| EXERCISE DIRECTIONS |
Write down every entry below once more, exactly.
(SOURCE INFORMATION)
PR #2750, opened 2021-05-04
Fixes #2748 by filling the streaming buffers fully

### LINKED ISSUE #2748: rustup 1.24.1 fails to install Rust 1.38.0 on Windows in Travis CI due to failure to allocate memory
**Problem**

`rustup` 1.24.1 fails to install Rust 1.38.0 on Windows in Travis CI due to failure to allocate memory. Interestingly installing Rust 1.51.1 with this version of `rustup` does succeed. Here's an example log:

```
$ curl -LSso /tmp/rustup.sh https://sh.rustup.rs && sh /tmp/rustup.sh -y --default-toolchain "$RUST_TOOLCHAIN" --profile minimal
info: downloading installer
info: profile set to 'minimal'
info: default host triple is x86_64-pc-windows-msvc
info: syncing channel updates for '1.38.0-x86_64-pc-windows-gnu'
info: latest update on 2019-09-26, rust version 1.38.0 (625451e37 2019-09-23)
info: downloading component 'rust-mingw'
info: using up to 500.0 MiB of RAM to unpack components
info: installing component 'rust-mingw'
memory allocation of 16777216 bytes failed
The command "curl -LSso /tmp/rustup.sh https://sh.rustup.rs && sh /tmp/rustup.sh -y --default-toolchain "$RUST_TOOLCHAIN" --profile minimal" exited with 1.
```

Installing Rust 1.38.0 in this environment works with `rustup` 1.23.1.

**Steps**

1. Attempt to install Rust 1.38.0 in a Windows Travis CI build, see https://github.com/wezm/windows-travis-rustup/blob/master/.travis.yml for a minimal reproduction.

**Possible Solution(s)**

Pinning `rustup` to 1.23.1 successfully installs Rust 1.38.0.

**Notes**

* See https://travis-ci.com/github/wezm/windows-travis-rustup/builds/224818911 for example build.
* According to [the Travis docs](https://docs.travis-ci.com/user/reference/overview/#virtualisation-environment-vs-operating-system) the Windows builders have 8Gb of RAM.

Output of `rustup --version`: 
Output of `rustup show`:

rbtcollins:
Diagnosis by Daniel. Code by Robert.

### DIFF
--- a/src/dist/component/package.rs
+++ b/src/dist/component/package.rs
@@ -364,16 +364,18 @@ fn unpack_without_first_dir<'a, R: Read>(
             continue;
         }
 
+        struct SenderEntry<'a, 'b, R: std::io::Read> {
+            sender: Box<dyn FnMut(Vec<u8>) -> bool + 'a>,
+            entry: tar::Entry<'b, R>,
+        }
+
         /// true if either no sender_entry was provided, or the incremental file
         /// has been fully dispatched.
         fn flush_ios<'a, R: std::io::Read, P: AsRef<Path>>(
             mut budget: &mut MemoryBudget,
             io_executor: &dyn Executor,
             mut directories: &mut HashMap<PathBuf, DirStatus>,
-            mut sender_entry: Option<&mut (
-                Box<dyn FnMut(Vec<u8>) -> bool + 'a>,
-                &mut tar::Entry<'_, R>,
-            )>,
+            mut sender_entry: Option<&mut SenderEntry<'a, '_, R>>,
             full_path: P,
         ) -> Result<bool> {
             let mut result = sender_entry.is_none();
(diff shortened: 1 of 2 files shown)


src/dist/component/package.rs
```diff
@@ -384,16 +386,20 @@ fn unpack_without_first_dir<'a, R: Read>(
                 trigger_children(&*io_executor, &mut directories, &mut budget, op)?;
             }
             // Maybe stream a file incrementally
-            if let Some((sender, entry)) = sender_entry.as_mut() {
+            if let Some(sender) = sender_entry.as_mut() {
                 if budget.available() as u64 >= IO_CHUNK_SIZE {
                     let mut v = vec![0; IO_CHUNK_SIZE as usize];
```
kinnison, line 391: If we're using `read_to_end` then there's little point in initialising the vec here. The `.take()` will hint the size to `read_to_end()` and we won't have to waste zero-initialising the buffer.  This may as well be `Vec::new()`
```suggestion
                    let mut v = Vec::new();
```

kinnison:
If we're making this change can we also add `drop(contents);` before the `chunk_complete_callback(len);` in `diskio::write_file_incremental()` (`mod.rs`)?

src/dist/component/package.rs
rbtcollins: It would be great if it did. But nopity nope nope nope nope. https://doc.rust-lang.org/src/std/io/mod.rs.html#355

rbtcollins:
> 
> 
> If we're making this change can we also add `drop(contents);` before the `chunk_complete_callback(len);` in `diskio::write_file_incremental()` (`mod.rs`)?

Sure. Though as discussed, don't think its material.

src/dist/component/package.rs
rbtcollins: https://doc.rust-lang.org/src/std/io/mod.rs.html#2416 sorry ... but still, note it takes the min. Not the max.

kinnison:
> Sure. Though as discussed, don't think its material.

It dropped the max-rss by not-quite-a-chunk in my basic testing

Issue #2686, opened 2021-03-01
Command for "install stuff from `rust-toolchain.toml`"


jmaargh:
Apologies if this already exists, but I couldn't find it in the docs or shell help. Or if there is an alternate workflow for this.

I love `rust-toolchain.toml`, it's a great idea. It would be even more useful if there were a command such as `rustup override install`, which would look at the current `rust-toolchain.toml` and install the toolchain and components specified there. It would be super useful both when exploring projects for the first time, but also when using disposable container-based development environments.

I'm unopinionated on the exact syntax of this command. Also happy to help implement this if the maintainers want it.

```[tasklist]
### Tasks
- [ ] https://github.com/rust-lang/rustup/issues/3972
```

rbtcollins:
See #1397

jmaargh:
I feel like there's value in keeping this issue different from #1397 for a couple of reasons:

1. The main point of #1397 is to disable a certain behaviour, this is to add that behaviour somewhere else (something that was discussed in #1397, but isn't the main point)

2. It's not clear to me from #1397 whether what's being discussed is installing _just_ the toolchain per-se, or also the components that can be set in a `rust-toolchain.toml` file. This issue is suggesting ensuring that *everything* specified in `rust-toolchain.toml` is installed and available.

kinnison:
I think that ensuring `rust-toolchain{,.toml}` is properly honoured is an all-or-nothing thing - it couldn't "just" be the toolchain itself, no matter what.

You're right that #1397 is about ensuring that we don't over-indulge in autoinstallation, and I think this is a good home for how we then permit manual triggering of what was previously automatic.

I continue to think something like `rustup toolchain ensure [PATH]` seems like a good approach, but further straw men for discussion would be good.

jmaargh:
I'm easy about the syntax. `rustup toolchain ensure [path]` works for me.

I was thinking re-using `rustup toolchain install`, so:
- `rustup toolchain install [toolchain]` works as currently
- `rustup toolchain install [path to rust-toolchain.toml]` installs according to the specified file
- `rustup toolchian install [path to directory]` finds the `rust-toolchain.toml` that would apply to that directory (if any) and asks for confirmation before installing, with the confirmation prompt specifying exactly which file and that you could have specified a toolchain instead.
- `rustup toolchain install` acts as `rustup toolchian install .`

kinnison:
Given all the other arguments `rustup toolchain install` can be given, I'd favour a separate verb.

[...]

PR #2751, opened 2021-05-04
Allow rustup-init to install the default toolchain from a toolchain file

### LINKED ISSUE #2749: rustup-init with rust-toolchain
With the introduction of the TOML version of `rust-toolchain`, there isn't an easy way to install the exact version and components without also first installing the default toolchain. Where as with the old one line version you could write `rustup-init --default-toolchain $(cat rust-toolchain)`.

`rustup-init --from-file ./rust-toolchain` or something similar.

foresterre:
This PR allows rustup-init to install a default toolchain from a specified toolchain file.

In the current draft PR:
(End SOURCE INFORMATION)
| ANSWER TO THIS EXERCISE |
PR #2750, opened 2021-05-04
Fixes #2748 by filling the streaming buffers fully

### LINKED ISSUE #2748: rustup 1.24.1 fails to install Rust 1.38.0 on Windows in Travis CI due to failure to allocate memory
**Problem**

`rustup` 1.24.1 fails to install Rust 1.38.0 on Windows in Travis CI due to failure to allocate memory. Interestingly installing Rust 1.51.1 with this version of `rustup` does succeed. Here's an example log:

```
$ curl -LSso /tmp/rustup.sh https://sh.rustup.rs && sh /tmp/rustup.sh -y --default-toolchain "$RUST_TOOLCHAIN" --profile minimal
info: downloading installer
info: profile set to 'minimal'
info: default host triple is x86_64-pc-windows-msvc
info: syncing channel updates for '1.38.0-x86_64-pc-windows-gnu'
info: latest update on 2019-09-26, rust version 1.38.0 (625451e37 2019-09-23)
info: downloading component 'rust-mingw'
info: using up to 500.0 MiB of RAM to unpack components
info: installing component 'rust-mingw'
memory allocation of 16777216 bytes failed
The command "curl -LSso /tmp/rustup.sh https://sh.rustup.rs && sh /tmp/rustup.sh -y --default-toolchain "$RUST_TOOLCHAIN" --profile minimal" exited with 1.
```

Installing Rust 1.38.0 in this environment works with `rustup` 1.23.1.

**Steps**

1. Attempt to install Rust 1.38.0 in a Windows Travis CI build, see https://github.com/wezm/windows-travis-rustup/blob/master/.travis.yml for a minimal reproduction.

**Possible Solution(s)**

Pinning `rustup` to 1.23.1 successfully installs Rust 1.38.0.

**Notes**

* See https://travis-ci.com/github/wezm/windows-travis-rustup/builds/224818911 for example build.
* According to [the Travis docs](https://docs.travis-ci.com/user/reference/overview/#virtualisation-environment-vs-operating-system) the Windows builders have 8Gb of RAM.

Output of `rustup --version`: 
Output of `rustup show`:

rbtcollins:
Diagnosis by Daniel. Code by Robert.

### DIFF
--- a/src/dist/component/package.rs
+++ b/src/dist/component/package.rs
@@ -364,16 +364,18 @@ fn unpack_without_first_dir<'a, R: Read>(
             continue;
         }
 
+        struct SenderEntry<'a, 'b, R: std::io::Read> {
+            sender: Box<dyn FnMut(Vec<u8>) -> bool + 'a>,
+            entry: tar::Entry<'b, R>,
+        }
+
         /// true if either no sender_entry was provided, or the incremental file
         /// has been fully dispatched.
         fn flush_ios<'a, R: std::io::Read, P: AsRef<Path>>(
             mut budget: &mut MemoryBudget,
             io_executor: &dyn Executor,
             mut directories: &mut HashMap<PathBuf, DirStatus>,
-            mut sender_entry: Option<&mut (
-                Box<dyn FnMut(Vec<u8>) -> bool + 'a>,
-                &mut tar::Entry<'_, R>,
-            )>,
+            mut sender_entry: Option<&mut SenderEntry<'a, '_, R>>,
             full_path: P,
         ) -> Result<bool> {
             let mut result = sender_entry.is_none();
(diff shortened: 1 of 2 files shown)


src/dist/component/package.rs
```diff
@@ -384,16 +386,20 @@ fn unpack_without_first_dir<'a, R: Read>(
                 trigger_children(&*io_executor, &mut directories, &mut budget, op)?;
             }
             // Maybe stream a file incrementally
-            if let Some((sender, entry)) = sender_entry.as_mut() {
+            if let Some(sender) = sender_entry.as_mut() {
                 if budget.available() as u64 >= IO_CHUNK_SIZE {
                     let mut v = vec![0; IO_CHUNK_SIZE as usize];
```
kinnison, line 391: If we're using `read_to_end` then there's little point in initialising the vec here. The `.take()` will hint the size to `read_to_end()` and we won't have to waste zero-initialising the buffer.  This may as well be `Vec::new()`
```suggestion
                    let mut v = Vec::new();
```

kinnison:
If we're making this change can we also add `drop(contents);` before the `chunk_complete_callback(len);` in `diskio::write_file_incremental()` (`mod.rs`)?

src/dist/component/package.rs
rbtcollins: It would be great if it did. But nopity nope nope nope nope. https://doc.rust-lang.org/src/std/io/mod.rs.html#355

rbtcollins:
> 
> 
> If we're making this change can we also add `drop(contents);` before the `chunk_complete_callback(len);` in `diskio::write_file_incremental()` (`mod.rs`)?

Sure. Though as discussed, don't think its material.

src/dist/component/package.rs
rbtcollins: https://doc.rust-lang.org/src/std/io/mod.rs.html#2416 sorry ... but still, note it takes the min. Not the max.

kinnison:
> Sure. Though as discussed, don't think its material.

It dropped the max-rss by not-quite-a-chunk in my basic testing

Issue #2686, opened 2021-03-01
Command for "install stuff from `rust-toolchain.toml`"


jmaargh:
Apologies if this already exists, but I couldn't find it in the docs or shell help. Or if there is an alternate workflow for this.

I love `rust-toolchain.toml`, it's a great idea. It would be even more useful if there were a command such as `rustup override install`, which would look at the current `rust-toolchain.toml` and install the toolchain and components specified there. It would be super useful both when exploring projects for the first time, but also when using disposable container-based development environments.

I'm unopinionated on the exact syntax of this command. Also happy to help implement this if the maintainers want it.

```[tasklist]
### Tasks
- [ ] https://github.com/rust-lang/rustup/issues/3972
```

rbtcollins:
See #1397

jmaargh:
I feel like there's value in keeping this issue different from #1397 for a couple of reasons:

1. The main point of #1397 is to disable a certain behaviour, this is to add that behaviour somewhere else (something that was discussed in #1397, but isn't the main point)

2. It's not clear to me from #1397 whether what's being discussed is installing _just_ the toolchain per-se, or also the components that can be set in a `rust-toolchain.toml` file. This issue is suggesting ensuring that *everything* specified in `rust-toolchain.toml` is installed and available.

kinnison:
I think that ensuring `rust-toolchain{,.toml}` is properly honoured is an all-or-nothing thing - it couldn't "just" be the toolchain itself, no matter what.

You're right that #1397 is about ensuring that we don't over-indulge in autoinstallation, and I think this is a good home for how we then permit manual triggering of what was previously automatic.

I continue to think something like `rustup toolchain ensure [PATH]` seems like a good approach, but further straw men for discussion would be good.

jmaargh:
I'm easy about the syntax. `rustup toolchain ensure [path]` works for me.

I was thinking re-using `rustup toolchain install`, so:
- `rustup toolchain install [toolchain]` works as currently
- `rustup toolchain install [path to rust-toolchain.toml]` installs according to the specified file
- `rustup toolchian install [path to directory]` finds the `rust-toolchain.toml` that would apply to that directory (if any) and asks for confirmation before installing, with the confirmation prompt specifying exactly which file and that you could have specified a toolchain instead.
- `rustup toolchain install` acts as `rustup toolchian install .`

kinnison:
Given all the other arguments `rustup toolchain install` can be given, I'd favour a separate verb.

[...]

PR #2751, opened 2021-05-04
Allow rustup-init to install the default toolchain from a toolchain file

### LINKED ISSUE #2749: rustup-init with rust-toolchain
With the introduction of the TOML version of `rust-toolchain`, there isn't an easy way to install the exact version and components without also first installing the default toolchain. Where as with the old one line version you could write `rustup-init --default-toolchain $(cat rust-toolchain)`.

`rustup-init --from-file ./rust-toolchain` or something similar.

foresterre:
This PR allows rustup-init to install a default toolchain from a specified toolchain file.

In the current draft PR:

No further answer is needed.